### EXERCISE BRIEF
In the records that follow, show each line where the word "fallback" is present.

### PROVIDED DATA
- - - - -

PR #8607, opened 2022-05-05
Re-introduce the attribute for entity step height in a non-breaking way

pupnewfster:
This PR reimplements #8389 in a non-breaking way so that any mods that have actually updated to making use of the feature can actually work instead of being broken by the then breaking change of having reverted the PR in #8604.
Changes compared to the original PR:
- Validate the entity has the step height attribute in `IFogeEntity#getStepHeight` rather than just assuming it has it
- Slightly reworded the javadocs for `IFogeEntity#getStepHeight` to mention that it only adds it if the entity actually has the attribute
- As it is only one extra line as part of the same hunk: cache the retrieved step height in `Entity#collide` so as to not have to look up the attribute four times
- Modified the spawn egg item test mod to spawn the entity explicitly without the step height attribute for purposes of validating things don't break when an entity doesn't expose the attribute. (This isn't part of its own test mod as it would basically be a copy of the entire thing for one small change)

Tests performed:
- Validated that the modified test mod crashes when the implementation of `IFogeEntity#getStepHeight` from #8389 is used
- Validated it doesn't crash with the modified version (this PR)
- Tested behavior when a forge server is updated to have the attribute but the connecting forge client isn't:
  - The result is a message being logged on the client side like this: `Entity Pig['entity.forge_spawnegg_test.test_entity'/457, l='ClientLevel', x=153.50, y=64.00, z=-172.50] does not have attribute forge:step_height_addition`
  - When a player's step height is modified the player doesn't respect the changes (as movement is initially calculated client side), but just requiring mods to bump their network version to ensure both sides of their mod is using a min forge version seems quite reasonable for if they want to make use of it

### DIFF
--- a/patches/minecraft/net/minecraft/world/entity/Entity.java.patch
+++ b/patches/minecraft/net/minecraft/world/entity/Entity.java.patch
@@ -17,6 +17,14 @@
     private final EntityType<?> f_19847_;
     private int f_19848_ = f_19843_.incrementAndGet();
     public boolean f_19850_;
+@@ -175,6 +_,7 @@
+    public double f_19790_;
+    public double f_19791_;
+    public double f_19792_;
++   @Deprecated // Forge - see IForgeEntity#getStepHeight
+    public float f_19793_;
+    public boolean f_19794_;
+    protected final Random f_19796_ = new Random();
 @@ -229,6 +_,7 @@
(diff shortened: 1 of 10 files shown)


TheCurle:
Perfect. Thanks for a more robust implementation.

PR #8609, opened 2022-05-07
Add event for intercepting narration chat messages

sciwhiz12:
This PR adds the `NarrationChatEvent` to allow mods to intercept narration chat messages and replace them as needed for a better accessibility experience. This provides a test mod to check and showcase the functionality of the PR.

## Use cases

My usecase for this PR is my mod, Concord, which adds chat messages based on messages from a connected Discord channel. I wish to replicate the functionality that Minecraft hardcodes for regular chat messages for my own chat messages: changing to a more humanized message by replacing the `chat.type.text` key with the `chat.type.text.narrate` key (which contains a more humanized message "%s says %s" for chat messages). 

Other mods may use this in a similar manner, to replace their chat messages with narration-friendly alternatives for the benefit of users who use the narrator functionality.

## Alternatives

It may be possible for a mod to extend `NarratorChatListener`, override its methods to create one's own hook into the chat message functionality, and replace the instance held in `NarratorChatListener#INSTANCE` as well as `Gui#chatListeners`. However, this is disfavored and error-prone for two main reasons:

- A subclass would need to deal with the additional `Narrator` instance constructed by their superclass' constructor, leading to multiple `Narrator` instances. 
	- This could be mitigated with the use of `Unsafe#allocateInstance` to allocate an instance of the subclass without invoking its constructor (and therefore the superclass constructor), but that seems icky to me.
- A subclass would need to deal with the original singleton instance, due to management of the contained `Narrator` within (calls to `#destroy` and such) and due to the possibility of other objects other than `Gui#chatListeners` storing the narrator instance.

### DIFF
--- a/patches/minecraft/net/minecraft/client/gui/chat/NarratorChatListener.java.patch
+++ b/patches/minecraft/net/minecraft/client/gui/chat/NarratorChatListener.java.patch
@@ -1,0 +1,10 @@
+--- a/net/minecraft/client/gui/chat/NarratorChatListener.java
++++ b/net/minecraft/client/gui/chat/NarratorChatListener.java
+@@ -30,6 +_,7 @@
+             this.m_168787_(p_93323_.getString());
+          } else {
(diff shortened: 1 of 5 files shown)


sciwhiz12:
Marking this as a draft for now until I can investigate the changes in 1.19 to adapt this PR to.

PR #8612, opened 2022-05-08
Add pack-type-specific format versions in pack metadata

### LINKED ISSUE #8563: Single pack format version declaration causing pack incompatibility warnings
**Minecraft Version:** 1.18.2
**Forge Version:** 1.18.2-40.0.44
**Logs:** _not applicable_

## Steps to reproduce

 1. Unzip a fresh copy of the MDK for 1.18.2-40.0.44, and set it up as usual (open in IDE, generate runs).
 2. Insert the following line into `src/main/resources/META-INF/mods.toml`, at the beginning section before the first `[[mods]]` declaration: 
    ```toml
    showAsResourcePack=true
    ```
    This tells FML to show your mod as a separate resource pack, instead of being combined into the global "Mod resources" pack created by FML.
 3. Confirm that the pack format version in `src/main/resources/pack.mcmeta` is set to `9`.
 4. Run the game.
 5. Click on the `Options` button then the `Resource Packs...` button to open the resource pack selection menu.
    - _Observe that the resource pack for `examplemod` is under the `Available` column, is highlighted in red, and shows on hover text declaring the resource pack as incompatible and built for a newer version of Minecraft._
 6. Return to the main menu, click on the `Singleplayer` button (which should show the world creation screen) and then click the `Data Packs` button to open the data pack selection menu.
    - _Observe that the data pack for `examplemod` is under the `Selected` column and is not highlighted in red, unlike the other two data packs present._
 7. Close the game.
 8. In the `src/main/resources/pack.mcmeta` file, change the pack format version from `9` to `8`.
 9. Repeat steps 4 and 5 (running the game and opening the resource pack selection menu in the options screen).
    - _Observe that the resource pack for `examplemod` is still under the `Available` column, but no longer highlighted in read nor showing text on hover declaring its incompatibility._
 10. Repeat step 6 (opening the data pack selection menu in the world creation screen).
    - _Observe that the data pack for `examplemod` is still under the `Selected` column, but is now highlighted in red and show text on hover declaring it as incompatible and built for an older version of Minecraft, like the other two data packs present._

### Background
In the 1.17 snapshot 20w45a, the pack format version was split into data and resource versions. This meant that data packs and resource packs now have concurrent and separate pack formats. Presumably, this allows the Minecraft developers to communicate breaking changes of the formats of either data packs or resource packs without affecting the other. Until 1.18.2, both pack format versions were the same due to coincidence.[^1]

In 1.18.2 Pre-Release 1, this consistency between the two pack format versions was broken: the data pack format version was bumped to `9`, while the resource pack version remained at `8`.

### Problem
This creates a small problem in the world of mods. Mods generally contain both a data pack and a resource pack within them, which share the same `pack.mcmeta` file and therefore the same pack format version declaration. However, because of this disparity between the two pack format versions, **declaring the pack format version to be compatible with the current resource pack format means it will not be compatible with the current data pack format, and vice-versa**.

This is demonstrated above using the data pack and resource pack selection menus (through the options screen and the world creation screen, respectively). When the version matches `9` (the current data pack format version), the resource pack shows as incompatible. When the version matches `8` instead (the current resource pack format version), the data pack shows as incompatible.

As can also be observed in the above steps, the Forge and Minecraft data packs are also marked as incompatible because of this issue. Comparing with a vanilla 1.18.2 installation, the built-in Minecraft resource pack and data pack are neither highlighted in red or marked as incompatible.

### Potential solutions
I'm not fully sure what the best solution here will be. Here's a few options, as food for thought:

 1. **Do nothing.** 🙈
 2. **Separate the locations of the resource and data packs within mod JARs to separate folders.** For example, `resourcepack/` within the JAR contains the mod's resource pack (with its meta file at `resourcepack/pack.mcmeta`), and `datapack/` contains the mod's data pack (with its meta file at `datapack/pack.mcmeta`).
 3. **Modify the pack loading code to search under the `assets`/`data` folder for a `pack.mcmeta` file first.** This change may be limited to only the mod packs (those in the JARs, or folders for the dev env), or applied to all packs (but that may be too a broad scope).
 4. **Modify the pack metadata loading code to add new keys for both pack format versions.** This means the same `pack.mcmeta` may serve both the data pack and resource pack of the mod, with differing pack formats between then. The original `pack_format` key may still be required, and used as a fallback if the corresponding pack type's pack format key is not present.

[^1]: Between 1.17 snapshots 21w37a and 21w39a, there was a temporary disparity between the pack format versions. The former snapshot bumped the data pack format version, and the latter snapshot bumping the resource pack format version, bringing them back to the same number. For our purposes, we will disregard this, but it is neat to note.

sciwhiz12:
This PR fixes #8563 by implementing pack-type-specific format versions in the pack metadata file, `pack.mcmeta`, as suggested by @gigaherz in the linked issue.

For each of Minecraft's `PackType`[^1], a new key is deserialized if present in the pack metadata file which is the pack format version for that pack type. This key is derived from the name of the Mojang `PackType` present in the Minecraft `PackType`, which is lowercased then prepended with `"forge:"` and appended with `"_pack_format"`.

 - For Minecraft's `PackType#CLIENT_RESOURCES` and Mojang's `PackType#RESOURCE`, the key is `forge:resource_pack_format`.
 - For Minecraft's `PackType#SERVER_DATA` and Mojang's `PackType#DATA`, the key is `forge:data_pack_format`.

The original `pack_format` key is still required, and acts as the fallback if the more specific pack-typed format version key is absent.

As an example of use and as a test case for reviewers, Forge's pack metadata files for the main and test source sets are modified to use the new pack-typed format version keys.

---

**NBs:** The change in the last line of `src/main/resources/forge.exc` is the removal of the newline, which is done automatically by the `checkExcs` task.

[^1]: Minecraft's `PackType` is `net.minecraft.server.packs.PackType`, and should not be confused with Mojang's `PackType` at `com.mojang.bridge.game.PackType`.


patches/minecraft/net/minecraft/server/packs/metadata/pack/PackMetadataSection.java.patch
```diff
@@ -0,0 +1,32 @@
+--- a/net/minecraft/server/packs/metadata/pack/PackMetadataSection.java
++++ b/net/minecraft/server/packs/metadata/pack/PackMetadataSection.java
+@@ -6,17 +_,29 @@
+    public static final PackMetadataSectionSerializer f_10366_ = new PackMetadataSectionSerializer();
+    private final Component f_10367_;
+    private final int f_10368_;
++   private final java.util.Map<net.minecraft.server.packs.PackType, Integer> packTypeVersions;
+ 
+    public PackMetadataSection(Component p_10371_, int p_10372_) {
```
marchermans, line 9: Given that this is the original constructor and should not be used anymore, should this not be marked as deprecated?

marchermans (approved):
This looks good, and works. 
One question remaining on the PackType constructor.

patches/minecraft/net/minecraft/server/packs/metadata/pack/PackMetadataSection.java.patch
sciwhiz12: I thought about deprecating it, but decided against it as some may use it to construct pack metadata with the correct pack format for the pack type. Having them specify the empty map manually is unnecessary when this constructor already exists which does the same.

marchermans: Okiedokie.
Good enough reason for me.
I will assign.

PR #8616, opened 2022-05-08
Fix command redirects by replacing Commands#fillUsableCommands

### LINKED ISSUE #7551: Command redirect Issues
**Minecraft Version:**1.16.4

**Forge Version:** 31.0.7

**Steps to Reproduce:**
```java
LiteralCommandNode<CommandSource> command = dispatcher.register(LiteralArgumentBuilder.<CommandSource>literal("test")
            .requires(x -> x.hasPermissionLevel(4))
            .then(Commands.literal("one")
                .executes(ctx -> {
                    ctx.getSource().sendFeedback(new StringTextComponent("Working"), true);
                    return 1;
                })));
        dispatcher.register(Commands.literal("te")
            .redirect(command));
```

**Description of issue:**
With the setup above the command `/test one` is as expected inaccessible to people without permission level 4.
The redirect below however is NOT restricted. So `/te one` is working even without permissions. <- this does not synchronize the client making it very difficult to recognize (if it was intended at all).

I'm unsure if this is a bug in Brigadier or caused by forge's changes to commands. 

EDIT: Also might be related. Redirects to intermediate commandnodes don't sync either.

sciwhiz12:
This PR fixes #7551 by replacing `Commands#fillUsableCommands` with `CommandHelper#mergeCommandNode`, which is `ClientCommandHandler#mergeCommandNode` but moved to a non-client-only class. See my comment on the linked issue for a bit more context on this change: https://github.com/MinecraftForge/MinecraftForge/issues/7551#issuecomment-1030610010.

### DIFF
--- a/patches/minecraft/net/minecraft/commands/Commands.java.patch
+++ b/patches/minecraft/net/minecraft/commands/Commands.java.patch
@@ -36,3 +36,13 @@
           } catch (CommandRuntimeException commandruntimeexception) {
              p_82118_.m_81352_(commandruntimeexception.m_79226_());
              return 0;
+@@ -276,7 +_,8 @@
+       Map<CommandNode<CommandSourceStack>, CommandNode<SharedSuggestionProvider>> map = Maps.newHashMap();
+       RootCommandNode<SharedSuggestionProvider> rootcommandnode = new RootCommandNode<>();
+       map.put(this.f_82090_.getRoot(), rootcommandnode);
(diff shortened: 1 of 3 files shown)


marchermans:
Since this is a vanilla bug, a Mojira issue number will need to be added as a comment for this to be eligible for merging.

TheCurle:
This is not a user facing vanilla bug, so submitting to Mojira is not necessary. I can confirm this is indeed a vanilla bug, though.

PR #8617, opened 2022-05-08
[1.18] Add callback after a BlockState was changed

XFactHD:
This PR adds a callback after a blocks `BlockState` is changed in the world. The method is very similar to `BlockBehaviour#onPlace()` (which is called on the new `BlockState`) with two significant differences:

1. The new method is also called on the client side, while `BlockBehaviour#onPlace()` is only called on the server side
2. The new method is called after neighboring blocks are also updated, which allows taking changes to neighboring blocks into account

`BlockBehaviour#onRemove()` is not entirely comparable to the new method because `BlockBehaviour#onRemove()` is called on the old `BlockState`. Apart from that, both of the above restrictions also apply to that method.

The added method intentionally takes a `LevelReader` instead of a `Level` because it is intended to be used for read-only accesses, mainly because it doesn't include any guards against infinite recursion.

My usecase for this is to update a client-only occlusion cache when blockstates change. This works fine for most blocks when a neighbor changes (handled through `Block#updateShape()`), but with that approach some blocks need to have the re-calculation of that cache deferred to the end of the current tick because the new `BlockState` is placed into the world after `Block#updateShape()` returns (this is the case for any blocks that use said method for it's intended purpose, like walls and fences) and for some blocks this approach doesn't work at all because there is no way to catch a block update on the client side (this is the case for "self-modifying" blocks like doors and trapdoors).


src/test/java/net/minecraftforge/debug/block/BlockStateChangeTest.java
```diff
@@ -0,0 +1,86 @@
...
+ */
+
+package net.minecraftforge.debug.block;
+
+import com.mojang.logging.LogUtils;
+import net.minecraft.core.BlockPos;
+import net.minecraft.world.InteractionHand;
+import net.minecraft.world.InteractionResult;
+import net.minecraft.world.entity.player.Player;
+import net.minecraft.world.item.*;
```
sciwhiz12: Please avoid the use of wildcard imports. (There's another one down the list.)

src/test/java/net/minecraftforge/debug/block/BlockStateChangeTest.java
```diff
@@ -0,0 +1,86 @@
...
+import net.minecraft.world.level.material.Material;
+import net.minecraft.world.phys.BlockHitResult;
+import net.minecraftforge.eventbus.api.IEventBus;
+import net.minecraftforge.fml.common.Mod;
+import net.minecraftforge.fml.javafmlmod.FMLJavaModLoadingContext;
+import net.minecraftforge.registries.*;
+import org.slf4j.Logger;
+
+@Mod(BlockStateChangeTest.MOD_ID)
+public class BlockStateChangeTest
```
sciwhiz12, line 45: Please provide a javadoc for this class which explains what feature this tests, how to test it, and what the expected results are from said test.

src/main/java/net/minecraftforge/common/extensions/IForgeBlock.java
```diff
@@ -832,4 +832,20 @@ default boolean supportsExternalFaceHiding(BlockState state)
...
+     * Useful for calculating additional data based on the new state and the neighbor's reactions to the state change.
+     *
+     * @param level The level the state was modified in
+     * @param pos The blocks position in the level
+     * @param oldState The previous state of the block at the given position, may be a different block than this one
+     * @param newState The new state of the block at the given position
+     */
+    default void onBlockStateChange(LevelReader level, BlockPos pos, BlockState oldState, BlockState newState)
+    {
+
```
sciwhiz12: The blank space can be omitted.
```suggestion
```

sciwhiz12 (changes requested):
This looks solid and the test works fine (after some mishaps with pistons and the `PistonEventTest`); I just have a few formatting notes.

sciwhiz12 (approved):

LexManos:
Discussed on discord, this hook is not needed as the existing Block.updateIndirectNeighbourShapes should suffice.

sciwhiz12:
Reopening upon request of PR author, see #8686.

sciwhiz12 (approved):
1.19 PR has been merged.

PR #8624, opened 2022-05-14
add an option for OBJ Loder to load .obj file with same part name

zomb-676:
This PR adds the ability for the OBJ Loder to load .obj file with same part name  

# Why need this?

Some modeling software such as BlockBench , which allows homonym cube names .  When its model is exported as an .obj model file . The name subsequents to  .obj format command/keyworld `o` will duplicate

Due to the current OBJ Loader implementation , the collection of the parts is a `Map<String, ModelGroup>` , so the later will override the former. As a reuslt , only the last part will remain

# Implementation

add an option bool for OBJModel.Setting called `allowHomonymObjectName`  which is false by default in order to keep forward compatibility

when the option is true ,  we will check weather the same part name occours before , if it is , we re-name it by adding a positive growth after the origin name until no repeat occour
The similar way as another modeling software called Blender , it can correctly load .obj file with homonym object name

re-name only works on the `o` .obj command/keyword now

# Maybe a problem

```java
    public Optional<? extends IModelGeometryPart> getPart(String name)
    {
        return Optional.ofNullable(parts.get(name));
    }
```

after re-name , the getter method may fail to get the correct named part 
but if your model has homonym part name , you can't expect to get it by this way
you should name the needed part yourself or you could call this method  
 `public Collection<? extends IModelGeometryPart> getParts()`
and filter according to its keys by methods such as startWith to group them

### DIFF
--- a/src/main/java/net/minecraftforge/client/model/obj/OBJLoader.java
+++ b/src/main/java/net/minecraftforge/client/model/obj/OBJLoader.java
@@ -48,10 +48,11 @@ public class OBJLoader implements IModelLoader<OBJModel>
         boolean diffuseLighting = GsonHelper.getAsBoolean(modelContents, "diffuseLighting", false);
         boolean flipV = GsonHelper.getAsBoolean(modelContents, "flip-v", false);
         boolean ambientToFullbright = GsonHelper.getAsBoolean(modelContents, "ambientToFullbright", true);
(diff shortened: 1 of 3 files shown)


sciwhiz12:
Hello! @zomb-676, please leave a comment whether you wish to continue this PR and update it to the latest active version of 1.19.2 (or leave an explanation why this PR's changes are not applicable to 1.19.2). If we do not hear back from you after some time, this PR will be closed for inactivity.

- - - - -

### SOLUTION
 4. **Modify the pack metadata loading code to add new keys for both pack format versions.** This means the same `pack.mcmeta` may serve both the data pack and resource pack of the mod, with differing pack formats between then. The original `pack_format` key may still be required, and used as a fallback if the corresponding pack type's pack format key is not present.
The original `pack_format` key is still required, and acts as the fallback if the more specific pack-typed format version key is absent.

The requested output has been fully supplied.